The two units trained under both day and night conditions. During the day, corpsmen, doctors and litter bearers sweated under the heat, carrying some injured several hundred yards. During the night, even with the aid of night vision and chemlights, identifying friend from potential threat became more difficult. The security team worked overtime, providing muscle for all the drills.
Training for the mass casualty scenarios isn't just a good idea, it's necessary practice for the MEU's Special Operations Capable (SOC) qualifications. Mass casualty evacuations, along with humanitarian assistance and noncombatant evacuations, are just some of the missions a MEU must be proficient at conducting in order to receive their SOC designation.
Though the corpsmen were eager to prove their mettle, they appreciated the opportunity to practice.

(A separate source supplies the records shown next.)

PR #498, opened 2016-12-19
PHPC-633: Include libmongoc SSL, crypto, and SASL details in phpinfo()

jmikola:
https://jira.mongodb.org/browse/PHPC-633

Supersedes https://github.com/mongodb/mongo-php-driver/pull/265

### DIFF
--- a/php_phongo.c
+++ b/php_phongo.c
@@ -1982,6 +1982,49 @@ PHP_MINFO_FUNCTION(mongodb)
 	php_info_print_table_row(2, "libmongoc bundled version", MONGOC_VERSION_S);
 #endif
 
+#ifdef MONGOC_ENABLE_SSL
+	php_info_print_table_row(2, "libmongoc SSL", "enabled");
+# if defined(MONGOC_ENABLE_SSL_OPENSSL)
+	php_info_print_table_row(2, "libmongoc SSL library", "OpenSSL");
+# elif defined(MONGOC_ENABLE_SSL_LIBRESSL)
+	php_info_print_table_row(2, "libmongoc SSL library", "LibreSSL");
+# elif defined(MONGOC_ENABLE_SSL_SECURE_TRANSPORT)
+	php_info_print_table_row(2, "libmongoc SSL library", "Secure Transport");
+# elif defined(MONGOC_ENABLE_SSL_SECURE_CHANNEL)
+	php_info_print_table_row(2, "libmongoc SSL library", "Secure Channel");
+# else
+	php_info_print_table_row(2, "libmongoc SSL library", "unknown");
+# endif
+#else
+	php_info_print_table_row(2, "libmongoc SSL", "disabled");
+#endif
+
+#ifdef MONGOC_ENABLE_CRYPTO
+	php_info_print_table_row(2, "libmongoc crypto", "enabled");
+# if defined(MONGOC_ENABLE_CRYPTO_LIBCRYPTO)
+	php_info_print_table_row(2, "libmongoc crypto library", "libcrypto");
+# elif defined(MONGOC_ENABLE_CRYPTO_COMMON_CRYPTO)
+	php_info_print_table_row(2, "libmongoc crypto library", "Common Crypto");
+# elif defined(MONGOC_ENABLE_CRYPTO_CNG)
+	php_info_print_table_row(2, "libmongoc crypto library", "CNG");
+# else
+	php_info_print_table_row(2, "libmongoc crypto library", "unknown");
+# endif
+# ifdef MONGOC_ENABLE_CRYPTO_SYSTEM_PROFILE
+	php_info_print_table_row(2, "libmongoc crypto system profile", "enabled");
+# else
+	php_info_print_table_row(2, "libmongoc crypto system profile", "disabled");
+# endif
+#else
+	php_info_print_table_row(2, "libmongoc crypto", "disabled");
+#endif
+
+#ifdef MONGOC_ENABLE_SASL
+	php_info_print_table_row(2, "libmongoc SASL", "enabled");
+#else
+	php_info_print_table_row(2, "libmongoc SASL", "disabled");
+#endif
+
 	php_info_print_table_end();
 
 	DISPLAY_INI_ENTRIES();
--- a/php_phongo.c
+++ b/php_phongo.c
@@ -1966,6 +1966,14 @@ PHP_MINFO_FUNCTION(mongodb)
 	php_info_print_table_header(2, "MongoDB support", "enabled");
 	php_info_print_table_row(2, "MongoDB extension version", MONGODB_VERSION_S);
 	php_info_print_table_row(2, "MongoDB extension stability", MONGODB_STABILITY_S);
+
+#ifdef HAVE_SYSTEM_LIBBSON
+	php_info_print_table_row(2, "libbson headers version", BSON_VERSION_S);
+	php_info_print_table_row(2, "libbson library version", bson_get_version());
+#else
+	php_info_print_table_row(2, "libbson bundled version", BSON_VERSION_S);
+#endif
+
 #ifdef HAVE_SYSTEM_LIBMONGOC
 	php_info_print_table_row(2, "libmongoc headers version", MONGOC_VERSION_S);
 	php_info_print_table_row(2, "libmongoc library version", mongoc_get_version());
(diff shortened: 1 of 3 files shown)


php_phongo.c
```diff
@@ -1963,22 +1963,65 @@ PHP_GSHUTDOWN_FUNCTION(mongodb)
...
-	php_info_print_table_row(2, "mongodb stability", MONGODB_STABILITY_S);
+	php_info_print_table_header(2, "MongoDB support", "enabled");
+	php_info_print_table_row(2, "MongoDB extension version", MONGODB_VERSION_S);
+	php_info_print_table_row(2, "MongoDB extension stability", MONGODB_STABILITY_S);
+
+#ifdef HAVE_SYSTEM_LIBBSON
+	php_info_print_table_row(2, "libbson headers version", BSON_VERSION_S);
+	php_info_print_table_row(2, "libbson library version", bson_get_version());
+#else
+	php_info_print_table_row(2, "libbson bundled version", BSON_VERSION_S);
```
jmikola: Including "bundled" here was more clear than simply saying "libbson version". I also moved the libbson output above libmongoc in advance of adding the additional SSL, crypto, and SASL information.

php_phongo.c
```diff
@@ -1963,22 +1963,65 @@ PHP_GSHUTDOWN_FUNCTION(mongodb)
...
+# elif defined(MONGOC_ENABLE_SSL_LIBRESSL)
+	php_info_print_table_row(2, "libmongoc SSL library", "LibreSSL");
+# elif defined(MONGOC_ENABLE_SSL_SECURE_TRANSPORT)
+	php_info_print_table_row(2, "libmongoc SSL library", "Secure Transport");
+# elif defined(MONGOC_ENABLE_SSL_SECURE_CHANNEL)
+	php_info_print_table_row(2, "libmongoc SSL library", "Secure Channel");
+# endif
 #else
-	php_info_print_table_row(2, "libbson version", BSON_VERSION_S);
+	php_info_print_table_row(2, "libmongoc SSL", "disabled");
```
jmikola: I realize we don't support building without SSL support, but this is for completeness' sake. I also wanted to keep binary enabled/disabled output for "libmongoc SSL", to match "libmongoc SASL".

php_phongo.c
```diff
@@ -1963,22 +1963,65 @@ PHP_GSHUTDOWN_FUNCTION(mongodb)
...
 #endif
+
+#ifdef MONGOC_ENABLE_CRYPTO
+	php_info_print_table_row(2, "libmongoc crypto", "enabled");
+# if defined(MONGOC_ENABLE_CRYPTO_LIBCRYPTO)
+	php_info_print_table_row(2, "libmongoc crypto library", "libcrypto");
+# elif defined(MONGOC_ENABLE_CRYPTO_COMMON_CRYPTO)
+	php_info_print_table_row(2, "libmongoc crypto library", "Common Crypto");
+# elif defined(MONGOC_ENABLE_CRYPTO_CNG)
+	php_info_print_table_row(2, "libmongoc crypto library", "CNG");
```
jmikola: These values can technically be inferred from the SSL library, but I didn't see the harm in including them.

php_phongo.c
```diff
@@ -1963,22 +1963,65 @@ PHP_GSHUTDOWN_FUNCTION(mongodb)
...
+#ifdef MONGOC_ENABLE_SSL
+	php_info_print_table_row(2, "libmongoc SSL", "enabled");
+# if defined(MONGOC_ENABLE_SSL_OPENSSL)
+	php_info_print_table_row(2, "libmongoc SSL library", "OpenSSL");
+# elif defined(MONGOC_ENABLE_SSL_LIBRESSL)
+	php_info_print_table_row(2, "libmongoc SSL library", "LibreSSL");
+# elif defined(MONGOC_ENABLE_SSL_SECURE_TRANSPORT)
+	php_info_print_table_row(2, "libmongoc SSL library", "Secure Transport");
+# elif defined(MONGOC_ENABLE_SSL_SECURE_CHANNEL)
+	php_info_print_table_row(2, "libmongoc SSL library", "Secure Channel");
```
bjori: this looks like something that could easily break in the future.
Should mongoc provide a function to get this information?
Otherwise, when we start supporting gnuTLS for example, this will break

php_phongo.c
```diff
@@ -1963,22 +1963,64 @@ PHP_GSHUTDOWN_FUNCTION(mongodb)
...
+	php_info_print_table_row(2, "libmongoc crypto library", "libcrypto");
+# elif defined(MONGOC_ENABLE_CRYPTO_COMMON_CRYPTO)
+	php_info_print_table_row(2, "libmongoc crypto library", "Common Crypto");
+# elif defined(MONGOC_ENABLE_CRYPTO_CNG)
+	php_info_print_table_row(2, "libmongoc crypto library", "CNG");
+# endif
+# ifdef MONGOC_ENABLE_CRYPTO_SYSTEM_PROFILE
+	php_info_print_table_row(2, "libmongoc crypto system profile", "enabled");
+# else
+	php_info_print_table_row(2, "libmongoc crypto system profile", "disabled");
```
jmikola: AFAIK, this is currently only relevant to OpenSSL, which uses libcrypto. In any event, I liked including it at all times (if crypto is enabled) for consistency.

@bjori: Am I correct in assuming this will never apply to LibreSSL, despite the fact that it also uses libcrypto?

php_phongo.c
```diff
@@ -1963,22 +1963,64 @@ PHP_GSHUTDOWN_FUNCTION(mongodb)
...
 #else
-	php_info_print_table_row(2, "libbson version", BSON_VERSION_S);
+	php_info_print_table_row(2, "libmongoc crypto", "disabled");
 #endif
+
+#ifdef MONGOC_ENABLE_SASL
+	php_info_print_table_row(2, "libmongoc SASL", "enabled");
+#else
+	php_info_print_table_row(2, "libmongoc SASL", "disabled");
+#endif
```
jmikola: I don't think we care about reporting `MONGOC_HAVE_SASL_CLIENT_DONE` here.

tests/functional/phpinfo-1.phpt
```diff
@@ -16,11 +16,17 @@ phpinfo();
...
-mongodb support => enabled
-mongodb version => 1.%d.%d%S
-mongodb stability => %s
-libmongoc version => 1.%s
-libbson version => 1.%s
+MongoDB support => enabled
+MongoDB extension version => 1.%d.%d%S
+MongoDB extension stability => %s
+libbson bundled version => 1.%d.%d%S
+libmongoc bundled version => 1.%d.%d%S
```
jmikola: libbson and libmongoc follow the same version format with optional trailing strings, so I updated these patterns to match our own.

tests/functional/phpinfo-1.phpt
```diff
@@ -16,11 +16,17 @@ phpinfo();
...
+libmongoc SSL => enabled
+libmongoc SSL library => %s
+libmongoc crypto => enabled
+libmongoc crypto library => %s
+libmongoc crypto system profile => %s
+libmongoc SASL => enabled
```
jmikola: I'm making assumptions that CI will build with SSL and SASL, but make no assumptions about the SSL and cypto libraries. This should continue to work once we start supporting other libraries for Darwin and Windows.

php_phongo.c
bjori: this isn't related to libcrypto. This is related to which SSL/TLS ciphers we announce support for during SSL/TLS handshake.

The default for libressl's libtls is the string `"secure"` which currently is an alias for `TLSv1.2+AEAD+ECDHE:TLSv1.2+AEAD+DHE`.
We do not overwrite this and have no intention of exposing such option.

The default for OpenSSL is "every cipher I have ever heard of", so instead of that, we explicitly set the list of ciphers to `HIGH:!EXPORT:!aNULL@STRENGTH` which gets resolved into ciphers that noone really knows which are, but are what the "OpenSSL community" seems to recommend.
There is a way to configure OpenSSL to set a default ciphers for everything, rather then "support everything", and some distro's do this, in which case, explicitly providing a list of ciphers will overwrite the ciphers the distro wants to supports.

To be honest, I don't actually know if you can do such thing in libtls. It seems unlikely as it doesn't provide any additional value since the default configure is secure by default.

php_phongo.c
jmikola: Having libmongoc return a string would be helpful, but we won't have that available in 1.5.x anyway. I suppose we should have a final `#else` case that prints "other" or "unknown". This would only affect system library users running older versions of the PHP extension.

"This a shock trauma unit, which most of the corpsmen have never worked [in] before," said Chief Petty Officer Dulcie Davis, Leading Chief Officer for MSSG-22 and Allenton, Wisconsin native. "This gives us a chance to train on the equipment. I have faith in my corpsmen's skills, but this will give them the opportunity to train in the environment they'll be working in."
The training process is a crawl, walk, run situation. The chance to train now builds confidence for when it becomes the real deal.
"This was just a building block for this and other MEUs," said Vollbrecht. "Hopefully we can implement formal training during future PTPs for tactical medicine training. Better trained corpsmen means more lives saved."
The dedication of the corpsmen is without question.
"We took an oath when we became corpsmen to take care of someone's life, even at the expense of our own," said Lee. "It's much better to make mistakes in a controlled environment than to make them when real bullets are flying."
The 22d MEU consists of its Command Element, BLT 1/6, MSSG-22, and Marine Medium Helicopter Squadron 266 (Reinforced). It is scheduled to deploy early next year aboard the USS WASP, SHREVEPORT, and WHIDBEY ISLAND.